MS Can’t Take Away Hope
Multiple Sclerosis and Hopes For a Cure
08.02.13 | By Preet Bilinski
We recently released our Medicines in Development for Neurological Disorders report, which includes 38 medicines for multiple sclerosis (MS). It is a condition that impacts approximately 500,000 Americans. We recently had an opportunity to speak with Jodi Dwyer, a health activist who has MS and hope for a cure.
MS Can’t Take Away Hope
What were your thoughts when you were first diagnosed?
I was diagnosed with MS on Friday, September 26, 2008. I can remember the moment like it was yesterday. When I heard the words, "You have MS" I was in shock. Not only did I not know anyone with MS but I couldn't believe that I was "sick." Unlike many others, my diagnosis with MS happen very quickly. I had my first major symptoms the day before hearing the news. I consider myself lucky to have found out so quickly so that I could start treatment immediately. I now know many others who took years to find out their diagnosis. Not only must that be completely frustrating to not know what is wrong but it is critical time that you could/should be on treatment.
What is it like living with MS? How has it changed your life?
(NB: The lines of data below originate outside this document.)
PR #5753, opened 2019-09-21
Implement EIP1380 (call-to-self) in aleth-interpreter

halfalicious:
No tests since @gumb0 mentioned that there's no way to measure gas cost in tests which use aleth-interpreter.

### DIFF
--- a/libaleth-interpreter/VMCalls.cpp
+++ b/libaleth-interpreter/VMCalls.cpp
@@ -197,8 +197,6 @@ bool VM::caseCallSetup(evmc_message& o_msg, bytesRef& o_output)
     // Check for call-to-self (eip1380) and adjust gas accordingly
     if (m_rev >= EVMC_BERLIN && m_message->destination == destination)
         m_runGas = VMSchedule::callSelfGas;
-    else
-        m_runGas = evmc_get_instruction_metrics_table(m_rev)[static_cast<size_t>(m_OP)].gas_cost;
 
     switch (m_OP)
     {
--- a/libaleth-interpreter/VMCalls.cpp
+++ b/libaleth-interpreter/VMCalls.cpp
@@ -192,7 +192,13 @@ void VM::caseCall()
 
 bool VM::caseCallSetup(evmc_message& o_msg, bytesRef& o_output)
 {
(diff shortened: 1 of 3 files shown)


halfalicious:
Still need to create tests

halfalicious:
Rebased

libaleth-interpreter/VMCalls.cpp
```diff
@@ -190,7 +190,13 @@ void VM::caseCall()
 
 bool VM::caseCallSetup(evmc_message& o_msg, bytesRef& o_output)
 {
-    m_runGas = m_rev >= EVMC_TANGERINE_WHISTLE ? 700 : 40;
+    evmc_address const destination = toEvmC(asAddress(m_SP[1]));
+    
+    // Check for call-to-self (eip1380) and adjust gas accordingly
+    if (fromEvmC(m_message->destination) == fromEvmC(destination) && m_rev >= EVMC_BERLIN)
```
chfast: You need to have the cheap `m_rev >= EVMC_BERLIN` check first.

halfalicious: @chfast Ah good point, comparing addresses is expensive since you're comparing 32 byte boost multiprecision values which are also first converted from big endian, instead of an EVMC_REVISION which is an enum (4 bytes).

halfalicious:
@chfast I removed the `fromEvmc `calls here: https://github.com/ethereum/aleth/blob/d843b9b2dd1308d951932fc52cc4698057e1752e/libaleth-interpreter/VMCalls.cpp#L197-L198

I think that's okay since these are both `evmc_address` objects so they can be compared (well technically `destination `is `evmc::address` which is a subclass of `evmc_address `but I don't think the subclass implements anything which would affect the comparison).

gumb0:
@halfalicious I removed the assignment to `m_runGas` from the metrics table, because it's actually already done for each opcode in `fetchInstruction()`

halfalicious:
> @halfalicious I removed the assignment to `m_runGas` from the metrics table, because it's actually already done for each opcode in `fetchInstruction()`

@gumb0 Ah I see, it’s done here: https://github.com/ethereum/aleth/blob/06dad45bf8be0de6e3560806607ebaea977c68e0/libaleth-interpreter/VM.cpp#L220

Thanks for the heads up!

PR #5732, opened 2019-09-03
Introduce Berlin hard fork

gumb0:

PR #5754, opened 2019-09-22
Add Berlin hardfork support to Aleth

halfalicious:
Added the LegacyVM schedule and made other edits so that the Berlin hardfork option is available.


halfalicious:
@gumb0 / @chfast Do I also need to add Berlin test entries to the Network enum: https://github.com/ethereum/aleth/blob/7d82c605ffeca6fae096fea70db0baf30efe9767/libethashseal/GenesisInfo.h#L29-L83

gumb0:
What's the difference from https://github.com/ethereum/aleth/pull/5732 ?

halfalicious:
> What's the difference from #5732 ?

Ah I forgot about that PR, I’ll close this one

PR #5756, opened 2019-09-23
cmake: Use C++14 by default

chfast:
This seems to be working with GCC6 and Visual Studio 2015, but maybe some features are missing.

### DIFF
--- a/CMakeLists.txt
+++ b/CMakeLists.txt
@@ -14,7 +14,7 @@ include(CableBuildType)
 include(CableToolchains)
 include(GNUInstallDirs)
 
-cable_configure_toolchain(DEFAULT cxx11-pic)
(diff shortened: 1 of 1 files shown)


chfast:
It looks like VS 2015 do not have full C++14 `constexpr` support. It may still be not enough to use intx in #5757

halfalicious:
Why don't we move to C++17? How much work would that be?

chfast:
> Why don't we move to C++17? How much work would that be?

I don't know. Probably not much, but I want to do it in steps.

gumb0:
> It looks like VS 2015 do not have full C++14 constexpr support. It may still be not enough to use intx in #5757
Maybe we should drop VS 2015 support then?

gumb0:
Let's merge this?

chfast:
Rebased and I will merge this.

PR #5760, opened 2019-09-24
Drop Visual Studio 2015 support

chfast:


gumb0:
This deserves changelog item I think.

gumb0:
Why are there now two AppVeyor tasks, what's the difference?

chfast:
> Why are there now two AppVeyor tasks, what's the difference?

The `appveyor` branch is on the whitelist. I test it this way before creating a PR to save other CIs from running.

PR #5761, opened 2019-09-25
Update EVMC

gumb0:


gumb0:
@chfast updated to current EVMC master, waiting for release

chfast:
I believe this should now target `release/1.7` branch, because the `1.7.0` just waits for the EVMC release.

libaleth-interpreter/VM.cpp
```diff
@@ -234,7 +228,8 @@ void VM::fetchInstruction()
 {
     m_OP = Instruction(m_code[m_PC]);
     auto const metric = (*m_metrics)[static_cast<size_t>(m_OP)];
-    adjustStack(metric.num_stack_arguments, metric.num_stack_returned_items);
+    adjustStack(
```
chfast: This might be handled here: if you check `adjustStack()` it actually reverts the addition.

gumb0: @chfast Not sure I understand, do you mean changing `adjustStack` to something like this?
```
void VM::adjustStack(int _required, int _change)
{
    m_SP = m_SPP;

    // adjust stack and check bounds
    if (m_stackEnd < m_SP + _required)
        throwBadStack(_required, _change);
    m_SPP += _change;
    if (m_SPP < m_stack)
        throwBadStack(_removed, _added);
}
```

chfast: Yes.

Living with a chronic illness like MS is in one word. . . unpredictable! Quite honestly I never know what each day is going to bring. Some days I feel great and others not so much. Fatigue is my worst and most regular symptom and it can come out of nowhere. It is a challenge with working full-time and leading a full and active life. But at the same time my life is what I would consider to be "normal." One of the reasons I blog is to show that despite MS I lead a busy life doing many of the same things I did before being diagnosed.
What led you to start your blog?
When I started my blog it was with the intention of keeping my family, friends, supporters and donors up to date about my MS journey. I wanted to tell people about the MS events I was participating in and thank them for donating to my fundraising. As I became more comfortable sharing my story I started sharing more about my life with MS, dealing with symptoms, giving myself injections weekly and raising awareness. I figured if I didn't know much about MS prior to being diagnosed it was likely that many others didn't either. I could raise awareness about MS while showing it is still possible to live a full and active life. Additionally, I used my blog as a way to connect with others who have MS. When I was first diagnosed (about 1.5 years before I started my blog) I couldn't find any blogs written by people with MS. I hoped that my blog might help someone else who was newly diagnosed with MS. I am happy to report that I have since connected with many other MS (and other chronic illness) bloggers and made some great friends!
How does patient advocacy make a difference in your opinion?
Patient advocacy is so very important. I am the one living with MS - not my doctors. . . not the researchers. . . if I don't speak up about what it is like to live with MS how will anyone know? If I don't raise awareness about what MS is who will? If I must live with MS I will make the most of it and raise as much awareness and money as I can. Then maybe someday I won't be a "patient" and I can focus my advocacy efforts on something else!
How have treatment options for MS advanced?
In the almost five years since I've been diagnosed with MS there have been so many amazing advances in treatment options. I've said before and I'll say it again, if I had to be diagnosed with MS now is a pretty good time for it to happen. I think MS is a much different illness than it was twenty years ago and this is due to the treatments now available.
When I was diagnosed the only treatment options were injections. Now there are three oral medications approved by the FDA. Today when someone hears the words, "You have MS" they have a choice of treatments that includes taking a pill rather than doing an injection. That is huge! Take it from me - someone who did injections for almost five years. Not only is it amazing to have more choices but it is amazing that the treatments available now are literally changing the course of the illness. People are living healthier lives with less relapses. I've been relapse free since my original diagnosis. My neurologist, along with the majority of MS neurologists out there, feel that patients should be on treatment as soon as diagnosed. I would have to agree considering it has worked for me. I'm in the process of changing treatments to an oral treatment since I've had enough of doing injections. The oral treatments are showing to be just as effective at preventing relapses so I'm excited to be switching.
It is so important the research to find a cure for MS continues. I really believe we are on a verge of learning great things about MS but without continue funding for research we will not find the answers we need for a cure. This is why I continue to fundraise each and every day. In the almost five years since I was diagnosed with MS I have led my team, The Bean Team, in raising over $50,000 for The National MS Society Greater New England Chapter. We are a small team and this money is raised simply by asking family and friends to donate. It just goes to show that if you don't ask you won't get donations but if you do you'd be amazed at how generous people are!
What is your hope for the future?
My hope for the future is. . . a cure for MS! Until the day we find a cure I hope I will continue to live a full, active and happy life. I hope I will continue to do well on the MS treatments available to me. I hope I will continue to inspire others with MS and other chronic illnesses. I hope I will give others hope. MS takes away our control but can't take away our HOPE!
Jodi lives in Boston and is a clinical social worker by profession. Her hobbies include volunteering, traveling, blogging and spending time with her family (especially her two nieces). She is currently training and fundraising for the MS Challenge Walk. In September she will walk 50 miles in 3 days across Cape Cod with The Bean Team.